What is required: The answer should be one number: how many lines in the records below contain the word "when".

(Stored items)
═══

PR #486, opened 2021-11-30
Fix miner adding double spends

NullSoldier:
We don't filter out conflicting transactions when we get transactions from the mem pool. That needs to happen in the director. This adds a test + the fix.


ironfish/src/memPool/memPool.ts
```diff
@@ -56,8 +56,10 @@ export class MemPool {
   }
 
   *get(): Generator<Transaction, void, unknown> {
-    while (!this.queue.isEmpty()) {
-      const feeAndHash = this.queue.poll()
+    const clone = this.queue.clone()
```
dguenther, line 59: There might be potential for issues if the cloned queue desyncs from the main queue, e.g. if a block is connected and transactions get removed from the queue while iterating over the cloned one. Not familiar enough with how the constructed block gets verified to say for sure

ironfish/src/mining/director.ts
```diff
@@ -497,6 +498,34 @@ export class MiningDirector {
...
+          conflicted = true
+          break
+        }
+
+        nullifiers.add(spend.nullifier)
+
+        if (await this.chain.nullifiers.contains(spend.nullifier)) {
+          conflicted = true
+          break
+        }
```
dguenther, line 519: There may be an edge case here, but the behavior might be intentional, I think we discussed this a bit yesterday.

Say you have two transactions in the queue, each with two nullifiers:
```
T1: N1, N2
T2: N1, N3
```
Assume N2 is in the chain already, but N1 and N3 are not. When the loop processes T1, N1 will get added to `nullifiers`, N2 will cause `conflicted` to be true and break out of the loop, then when the loop processes T2, N1 will be found to already be in `nullifiers` and break out of the loop, though it could potentially be added to the block.

dguenther (approved):
I think having this is better than not. I left a couple comments on some potential edge cases in case you hadn't thought of them

ironfish/src/memPool/memPool.ts
NullSoldier: Yeah, what will happen is that the final mined block will be invalid. The only solution is that we would have to lock the blockchain database in the director when creating a block and getting transactions.

ironfish/src/mining/director.ts
NullSoldier: ah that's worth fixing, good find on my sloppy logic.

NullSoldier: Fixed

PR #1169, opened 2022-03-23
feat(ironfish): Create abstract class for serializable network messages

rohanjadvani:
## Summary

Create new abstract class for network message conversion.

## Testing Plan

N/A

## Breaking Change

```
[ ] Yes
[x] No
```

### DIFF
--- a/ironfish/src/network/messages/networkMessage.ts
+++ b/ironfish/src/network/messages/networkMessage.ts
@@ -1,0 +1,21 @@
+/* This Source Code Form is subject to the terms of the Mozilla Public
+ * License, v. 2.0. If a copy of the MPL was not distributed with this
+ * file, You can obtain one at https://mozilla.org/MPL/2.0/. */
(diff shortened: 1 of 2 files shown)


deekerno (approved):

ironfish/src/network/messages/networkMessage.ts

═══

Finished task: 3